The Apollo astronauts found out a hard truth about the surface of the Moon when the wen too drill deep core samples -- the Moon is pretty hard. Drilling required a lot of effort, even when they had appropriate equipment. Drills generated a lot of torque as they tried to penetrate the lunar hardpan. The lunar surface is apparently very compacted, unlike earthly soil which undergoes the action of weathering. I'm not sure 250 kilos will necessarily be enough unless they find an efficient method to hold the rover down to the surface as it drills.

Re:May have to rethink some ideas

[name_already_taken]

I haven't read up on lunar drilling, but wouldn't it make sense to use a rotary hammer (hammer drill)?
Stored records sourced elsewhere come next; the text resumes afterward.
Issue #5021, opened 2017-04-07
Exclude Pre-Releases


gabm:
I read about versioning quite in detail in [PEP 440](https://www.python.org/dev/peps/pep-0440) and conda's effort to include it #1601...

That seems to work very well, but I was wondering, whether one could exclude pre-releases from conda? 

If I have two packages: 
```
1.0.0
1.0.1dev1
```
... then clearly the second is newer than the first. So if I call `conda install mypkg` I'll get the second. 

Is there a way, so that conda ignores developement releases, if not specifically demanded?  [PEP 440 - Handling of Pre-Releases](https://www.python.org/dev/peps/pep-0440/#handling-of-pre-releases) says:

> Dependency resolution tools SHOULD also allow users to request the following alternative behaviours:
> - accepting pre-releases for all version specifiers
> - excluding pre-releases for all version specifiers (reporting an error or warning if a pre-release is already installed locally, or if a pre-release is the only way to satisfy a particular specifier)

Conda currently does the first option by default, can I achieve the second?

kalefranz:
Lots of discussion regarding versions in conda at https://github.com/conda/conda/issues/2071

teake:
I'm also interested in getting this to work. I couldn't find any discussion about this in the aforementioned issue. I've naively tried

```
$ conda install "mypackage!=*dev*"
```
but that gives an `InvalidVersionSpecError: Invalid version spec: =!=*dev` error (which might be a bug?). Other variants with the wildcard `*` also failed. Any help here is appreciated.

gabrielcnr:
I also need a way to constrain versions on my recipe that exclude any "dev" or "post release" versions.

analog-cbarber:
One hacky workaround for this problem is to make a copy of your last official release with the next version and a `.prev` tag (you don't necessarily have to build it again, you can copy the already built package, change its index.json entries appropriately and rename), so that anyone using `>=` will get that version instead of an earlier dev version.

For instance, if your last official release is `1.2.3` and your next dev version is going to be `1.2.4.dev0` then
you can make a copy of `1.2.3` as `1.2.4.prev`, so that `>=1.2.3` will result in you getting `1.2.4.prev`. If someone
wants a dev version they have to use one of

```
conda install 'mypackage==1.2.4.dev0'
conda install 'mypackage>=1.2.4.dev0,<1.2.4.prev
conda install 'mypackage>=1.2.4.dev0,!=1.2.4.prev'
```

[...]

PR #11797, opened 2022-09-05
PEP 440 prerelease handling

analog-cbarber:
### Description

Adds optional support for [recommended PEP 440 prerelease handling](https://peps.python.org/pep-0440/#handling-of-pre-releases).

This adds a new `prerelease_behavior` solver configuration option with the following options:

* `allow` -Treat prereleases the same as other versions. This is the default and is the same as the previous behavior.

* `exclude` - Exclude prerelease versions from consideration.

* `limit` - only include a prerelease version in a solution if it is already present in the environment index or it is the
  the only way to satisfy the match spec. This is the behavior recommended by PEP 440.

An additional `prerelease_allowed_packages` config option has also been added. This is a list of package
specifiers for packages whose versions should never be considered to be a prerelease. This is a way to get
deal with packages such as openssl that have regular versions that would otherwise look like a prerelease.
There is no corresponding command line option, because users can simply add a package spec to the command
line.

### Rationale

This addresses issue #5021.

This is an important feature for those who want to be able to publish pre-release versions of their packages without
the fear that users will pick them up prematurely. Because prereleases are not currently handled different from other
releases, package publishers must either be extremely careful to ensure compatibility/safety or must publish them on
an alternate channel. As a result, prereleases on the public conda channels are currently fairly uncommon. Even with
an alternate channel, there is no way to specify to prevent users from picking up any other prereleases on that channel even if they only needed one for a particular package.

With this change, when the behavior is set to `limit`, the treatment of prerelease packages will be the same as it is with pip
and package publishers will be able to safely publish prerelease versions without the risk that users will get those versions before they are ready.

### Implementation notes

* This adds a `is_prerelease` method to the Context class. This seems to mostly just have properties and descriptive methods, but I could not think of a better place to put this.

* The prerelease version test is simply a regular expression: `r'.*\.\d*(?!post\d*$)[a-zA-Z]+\d*$'`.
  I don't know if this covers all the cases that technically should be considered, but having looked at
  the contents of the public indexes and conda-forge, I think it should match all prerelease versions
  that I have seen in the field.

* There are unit tests for everything except for the code in the cli/install that avoids accepting a solution from
  current_repodata.json when limiting prereleases.

### Future work

Since it would be more in line with the PEP 440 recommendations and the current pip behavior, 
It would be reasonable to make `limit` the default behavior at some point in the future. If so, we
would probably want to emit a deprecation warning prior to that when using the default.

The `current_repodata.json` file currently just contains the most recent version of each package, but
if that version is a prerelease version that is used in a solution under the `limit` behavior, the code will
have to retry using the full repodata thus defeating the optimization. To avoid this the `current_repodata.json`
file should contain both the latest version of the package and the latest non-prerelease version of the package.
To take advantage of that, the `current_repodata.json` would also have to contain some sort of indicator that
it implements the new format.


analog-cbarber:
The test failure appears to be a flakey failure. Does not appear to have anything to do with these changes.

analog-cbarber:
I am sure you are all busy, but is this going to get reviewed eventually? Is there something else I need to do?

analog-cbarber:
More flakey failures in unrelated tests.

jezdez:
> I am sure you are all busy, but is this going to get reviewed eventually? Is there something else I need to do?

Hey @analog-cbarber, thank you for opening this PR, we definitely value your contribution and will get to reviewing this as soon as we can. PEP 440 is certainly something we need to take into account.

Since this changing conda solver behavior, I think it would help to hear what @chenghlee, @wuoulf and @jaimergp think about the proposal.

analog-cbarber:
Thanks! 

Note that the default behavior is the same as the current behavior, so nothing should change unless you specify different prerelease behavior.

jaimergp:
I need to take a deeper look, but from a quick glance I must say this is a really high quality PR! Code reads well, added convenience methods where necessary, touched up the docs and added tests. Thank you so much!

I'll have to use this locally as well to get a feeling on how the different options work and then provide a thorough review.

We'll also need to think of how this can be ported over to libmamba/libsolv.ç

Thanks again!

conda/resolve.py
```diff
@@ -977,6 +983,10 @@ def generate_version_metrics(self, C, specs, include0=False):
 
         sdict = {}  # Dict[package_name, PackageRecord]
 
+        prerelease_penalty = 0
+        if context.prerelease_behavior is not PrereleaseBehavior.ALLOW:
+            prerelease_penalty = 100
```
jaimergp, line 988: Is there any specific reason we use `100` as penalty?

conda/base/context.py
```diff
@@ -609,6 +620,20 @@ def aggressive_update_packages(self):
         from ..models.match_spec import MatchSpec
         return tuple(MatchSpec(s) for s in self._aggressive_update_packages)
 
+    @memoizedproperty
+    def prerelease_allowed_specs(self):
+        from ..models.match_spec import MatchSpec
+        return tuple(MatchSpec(s) for s in context.prerelease_allowed_packages)
```
jaimergp, line 626: We should probably de-duplicate items here by having the MatchSpec `merge`d. E.g. `MatchSpec.merge(*specs)`.

conda/base/context.py
```diff
@@ -609,6 +620,20 @@ def aggressive_update_packages(self):
...
+
+    def is_prerelease(self, rec):
+        """True if PackageRecord or MatchSpec specifies a prerelease
+
+        Will return false if package is a prerelease but matches a spec in
+        prerelease_allowed_packages.
+        """
+        return (rec.is_prerelease and
+                not any(spec.match(rec) for spec in self.prerelease_allowed_specs))
```
jaimergp, line 635: I am not sure I like this method here. I know you want to add a context-aware method but to me it feels foreign to have this kind of version-specific logic here.

Maybe we can remove it from here and leave the VersionOrder and MatchSpec implementations only, as methods (not properties) that take `prerelease_allowed_specs` as an optional kwarg, defaulting to None, which is replaced by the context option at call-time. Is that reasonable?

conda/base/context.py
```diff
@@ -1396,6 +1423,28 @@ def description_map(self):
...
+            prerelease_behavior=dals(
+                """
+                Specifies how to handle prerelease versions (e.g. 1.2.3.dev3) when installing
+                or updating. The options are 'allow' (the default), 'limit', and 'exclude'.
+
+                When 'allow' is selected, prerelease versions are treated the same as any
+                other version.
+
+                When 'limit' is selected, prerelease packages will only be used if already
+                present or is the only way to satisfy a dependency.
```
jaimergp, line 1435: I might have missed this, but where are we checking whether a given package is already using a pre-release version and thus pre-release updates should be allowed? This sounds like the trickiest mode to implement, so we need tests covering these cases specifically.

conda/cli/conda_argparse.py
```diff
@@ -1708,6 +1708,13 @@ def add_parser_solver_mode(p):
         default=NULL,
         help="Ignore pinned file.",
     )
+    solver_mode_options.add_argument(
+        "--prerelease-behavior",
```
jaimergp, line 1712: I think this can just be `--prerelease`. Behavior sounds redundant here, in the context of a choice flag. Let's hear from other reviewers though, I am not a native speaker :)

conda/cli/install.py
```diff
@@ -237,6 +238,7 @@ def install(args, parser, command='install'):
         UpdateModifier.UPDATE_SPECS)) and not newenv
 
     for repodata_fn in repodata_fns:
+        is_last_repodata = repodata_fn == repodata_fns[-1]
```
jaimergp, line 241: Awesome. This kind of change improves readability a lot!

conda/cli/install.py
```diff
@@ -264,13 +266,19 @@ def install(args, parser, command='install'):
                     force_reinstall=context.force_reinstall or context.force,
                     should_retry_solve=(_should_retry_unfrozen or repodata_fn != repodata_fns[-1]),
                 )
+
+                if (context.prerelease_behavior is PrereleaseBehavior.LIMIT and
+                        not is_last_repodata and
+                        unlink_link_transaction.adds_prereleases):
```
jaimergp, line 272: I know the rest of the codebase is written with a different style, but as per the new style guide, we are trying to become "darker" little by little :D As a result, can we write this like this?

```suggestion
                if (
                    context.prerelease_behavior is PrereleaseBehavior.LIMIT 
                    and not is_last_repodata
                    and unlink_link_transaction.adds_prereleases
                ):
```

conda/core/link.py
```diff
@@ -188,6 +188,15 @@ def __init__(self, *setups):
...
 
+    @property
+    def adds_prereleases(self) -> bool:
+        """True if a new/updated spec is a prerelease version"""
+        for stp in self.prefix_setups.values():
+            for prec in list(stp.link_precs) + list(stp.update_specs):
+                if context.is_prerelease(prec):
+                    return True
+        return False
+
```
jaimergp, line 199: Is this doing a per-package check or a per-transaction check? I understand that the PEP440 specifies that if a _package_ is already using a pre-release, then it should be able to update to a pre-release too. However, this doesn't imply that the whole environment should opt-in. Is that too strict of a reading? Happy to hear otherwise, but needs to be well documented.

conda/models/match_spec.py
```diff
@@ -222,6 +222,11 @@ def is_name_only_spec(self):
                 and 'name' in self._match_components
                 and self.name != '*')
 
+    @property
+    def is_prerelease(self) -> bool:
+        """True if spec contains an exact version spec for a prerelease version."""
+        return self.version is not None and self.version.is_prerelease
```
jaimergp, line 228: Note that version specs can have `*` globs, so I don't know how the pre-release regex string is handling those, or what the answer should be. I'd like to hear your thoughts on this... I guess it should depend on the context option chosen?

conda/models/records.py
```diff
@@ -262,6 +263,11 @@ class PackageRecord(DictSafeMixin, Entity):
         default=None, required=False, nullable=True, default_in_dump=False
     )
 
+    @property
+    def is_prerelease(self) -> bool:
+        """True if package has prerelase version ending with an alphabetic tag other than 'post'"""
+        return bool(version_prerelease_re.match(self.version))
+
```
jaimergp, line 270: I'd rather see this as a method that takes the optional kwarg mentioned earlier for the context configuration. E.g. `openssl <3` should never make this return True.

conda/models/version.py
```diff
@@ -502,6 +503,13 @@ def __init__(self, vspec):
         vspec_str, matcher, is_exact = self.get_matcher(vspec)
         super(VersionSpec, self).__init__(vspec_str, matcher, is_exact)
 
+    @property
+    def is_prerelease(self) -> bool:
+        """True if exact match and spec is for prerelease version ending with alphabetic
+        tag other than 'post'
+        """
+        return self.is_exact() and bool(version_prerelease_re.match(self.spec_str))
```
jaimergp, line 511: What happens with the `*` glob versions here?

Also, why should it _end_  with such a suffix only? I think a version like `1.2.3.dev1.post1` should still be considered a pre-release. Maybe that's a wrong way of using `post` but I guess we can argue it's _not_ a stable release. Is it a better test if it _contains_ a non-post alphanumeric tag?

tests/models/test_version.py
```diff
@@ -324,3 +324,34 @@ def test_pep_440_arbitrary_equality_operator(self):
         # We're going to leave the not implemented for now.
         with pytest.raises(InvalidVersionSpec):
             VersionSpec("===3.3.2")
+
+    def test_prerelease_re(self):
```
jaimergp, line 328: I'd like to see tests for `*` containing versions.

tests/models/test_match_spec.py
```diff
@@ -476,6 +476,22 @@ def test_license_match(self):
         assert MatchSpec("*[license='*gpl*']").match(record)
         assert MatchSpec("*[license='*v3+']").match(record)
 
+    def test_is_prerelease(self):
```
jaimergp, line 479: I'd like to see tests for `*` containing versions.

conda/base/context.py
```diff
@@ -355,6 +356,16 @@ class Context(Configuration):
...
+    prerelease_behavior = ParameterLoader(PrimitiveParameter(PrereleaseBehavior.ALLOW,
+                                                             element_type=PrereleaseBehavior))
+    prerelease_allowed_packages = ParameterLoader(
+        SequenceParameter(
+            PrimitiveParameter("", element_type=str),
+            default=("openssl <=2.99.99",),
+            string_delimiter='&',
+        )
+    )
+
```
jaimergp, line 368: I don't think we need to expose both the raw string _and_ a spec. This should be stored as `_prerelease_allowed_packages`, with a Parameter alias `prerelease_allowed_packages`. Then, the property below can just be `prerelease_allowed_packages`. You can see this pattern in other property-post-processed keys.

jaimergp (commented):
OK, here we go! I'll start by repeating what I said above. This is very high quality contribution! Thanks for taking the time to research and understand the issue thoroughly, and then posting a high quality solution! I've learnt a lot reviewing and checking the background context needed. Thanks again!

You'll see plenty of comments, but in general the main points are:
* The `context` object might not need the `is_prelease` method there, since a check for the PackageRecord, MatchSpec or VersionOrder objects might be enough.
* I am concerned about the ramifications of the `limit` mode, which is [the default mode suggested by PEP440](https://peps.python.org/pep-0440/#handling-of-pre-releases). If we implement this, we need to decide how we are going to interpret the PEP440 directives, specially when it comes to the "allow pre-releases for packages already using a pre-release" directive, if we understand it in a package-by-package basis. This of course would need specific tests.
* How we handle `*`-containing versions.

I am also curious about what happens to projects that are _only_ available as pre-releases (for now). The most popular example is `black`. I think `pip` handles this with an exception, but it still begs the question: should a prerelease-only project be always available regardless the `prerelease=xxxx` option chosen? PEP440 seems to be addressing this in the 'limit'  mode implementation but, again, we need tests for that too.

On top of this, I checked open issues in `pypa/pip` and other tools, to see what shortcomings the community might have found before us. Please take a look at the following references and let's see if we can establish whether the current status of the PR suffers from the same issue(s):

* Intersection with other flags and/or commands? https://github.com/pypa/pip/issues/8983
* This part of the PEP440 'limit' mode: https://github.com/pypa/pip/issues/9121
* This other issue about automated opt-in via the specifier. It sounds like pip enables RCs if the specifier mentions RCs, but it shoudl only mean so for the current stable branch, not every subsequent RC? https://github.com/pypa/pip/issues/7579

Last but not least, a ramification of this feature. Allowing prereleases has effects on two levels: creating the index and solving the environment. On the index creation side, it determines the availability of the package. The solving side means whether we pick it or not. In that vein, wonder if we should extend the availability checks to `conda search`. 

Apologies for the length of the review! This is an extremely useful and important feature, and I am very grateful we are progressing in the right direction. Thanks again for the nth time :)

conda/resolve.py
analog-cbarber: No. It just needs to be a large finite number to ensure that the prerelease solutions go last.

I think that 100 is actually probably not large enough. Probably should just make it 1000000 or something.

conda/base/context.py
analog-cbarber: Sure, why not. However, in practice I would expect this to only contain a list of simple package names without any versions.

conda/base/context.py
analog-cbarber: Yes, I was a bit reluctant to put this here, but I was trying to avoid code duplication. I will consider that.

conda/models/version.py
analog-cbarber: This is really only used on the MatchSpecs that are generated from actual package versions. It isn't used on the input match specs. Thus the `is_exact` test.

I wanted a relatively simple and easy to use implementation that covers existing usage. In theory, there could be such a package version, but I did not observe anything like that when I looked through the conda-forge repodata indexes.

We could try to support stuff like that, but it is probably a waste of time to devote energy and code complexity on theoretical cases. I think we can just document the behavior and expect people to version their packages accordingly.

conda/models/records.py
analog-cbarber: ok

conda/cli/conda_argparse.py
analog-cbarber: I thought it would be clearest for this to exactly match the config parameter, especially since there is another config parameter `prerelease_allowed_packages`. The current conda argparse configuration already allows abbreviations, so users will actually be able to write `--prerelease limit` (although I have not tried this myself).

In practice, I expect that this option will not be used that often. Most organizations will want to just tell everyone to configure the option in their global or project `.condarc`.

conda/core/link.py
analog-cbarber: This is doing a per-package check. I see nothing in the PEP 440 spec that suggests that an existing pre-release version should enable an update to a different pre-release:

> By default, dependency resolution tools SHOULD:
>
> * accept already installed pre-releases for all version specifiers
> * accept remotely available pre-releases for version specifiers where there is no final or post release that satisfies the version specifier
> * exclude all other pre-releases from consideration

So I think this implementation satisfies the spec. However, I did not look to see how pip implements this.

I think it would be reasonable to allow an installed pre-release to upgrade to a new pre-release, but only if there is no intervening regular release. For instance, if you already had `foo 1.2.3.dev2` installed, it would be ok to upgrade to `foo 1.2.3.dev4` as long as there is no `foo 1.2.4` that satisfies the original match spec. I am not sure how to implement that or whether it would be worth the trouble.

analog-cbarber:
Thanks for the review. I will update the code when I get the chance.

I think it would make sense to update `conda search` as well, but I think that would only mean excluding pre-releases when the behavior is set to exclude them.

analog-cbarber:
I should also say that I think that it will be hard to really test this without using it in real world situations for a while. Obviously, we should add any useful unit tests that make sense, but it will be hard to anticipate everything.

However, since this will not change the default behavior (at least for quite a while), it may be sufficient to just clearly advertise it as a new "experimental" feature and that slight adjustments could possibly be expected. Then those of us who intend to use the new limit mode can try it out in our own organizations to see if it meets everyone's expectations.

analog-cbarber:
I am interested in working on this some more, but will not have the bandwidth for at least several weeks.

Short impacts can overcome the resistance of the surface being drilled, without overcoming the average (over time) force exerted by gravity.

Fairness

[benhocking]

I agree completely. I think we often sacrifice too much in the name of "fairness". We should never make things harder for those entering at the lower-end, but we should not take away advantages of those at the upper-end, either. That said, there are some ways to improve fairness (you can never really achieve fairness, only make things more fair or less fair – or both) without sacrificing anything. Perhaps something akin to information sharing could help, for example.

If you want to help compete, get in touch with him

[CrazyJim1]

I was a CMU grad when I barely(So barely I wouldn't count it) helped with the last X prize he did in the autonomous race in the desert. If you think you want to work on a project of this scale, you have something to offer, and you have enough money to live in Pittsburgh for a few years, then I recommend you contact him. He was really nice when we met.

Getting rid of the torque should be easy

[Solandri]

Just use two counter-rotating drills simultaneously. Might be tricky when you first start and one bit bites into the rock before the other, but once they're both in the torque just gets converted into tensile and compressive stresses in the cojoining structure (like in a Chinook helicopter)

Getting sufficient down force sounds like it'd be the hard part. A few clamps or climbing cams might do the trick if you can find a good location to insert them.

Hardly an unfair advantage

[raddan]

Robotics is hard. Landing on the moon is even harder.

Whittaker also has some previous experience with the DARPA Grand Challenge, the desert robotics race, which CMU (his team) lost both times. He obviously knows his stuff when it comes to mechanical engineering, and were it not for the Stanford team, CMU would have undoubtedly won. But the Stanford team showed that brainpower triumphed over the "brute force" methods that CMU used. Stanford tackled the "hard computer science" problem instead, and used a standard video camera instead of the laser rangefinders (and pre-computed waypoints) that CMU used. I would have liked to see the Challenge continue because I think that Stanford's surprise victory would have changed the race dramatically the following year.

There's a pretty entertaining NOVA documentary about it as well. My brother (an engineer) and I (a CS student) could help but laugh at and feel envy for the guy who built the self-guided motorcycle ("Ghost Rider").

So, yeah, CMU has Whittaker, and lots of money, but that almost doesn't matter.

Getting there is half the fun

[peacefinder]

From what I've been reading*, they amatuer rocket community is giving this challenge a lot of thought. There are development plans that look realistically capable of putting a lander on the moon for a budget close to the size of the prize. (Although the timeframe is tight.) Some of these plans call for multiple attempts with anticipation of initial failures.

It seems that one of the hardest parts of the prize is the communications problem. The prize conditions specify approximately a gigabyte of data to be transmitted from the moon, with some data gathered on-site and some carried along by the vehicle. It turns out that the data rate necessary to transmit that much data within one lunar day seems to be higher than can realistically be achieved without an aimed high-gain antenna. That in turn puts a lower bound on the size of hardware that has to be landed on the moon.

[*: On the most fasciniating list I've ever lurked.]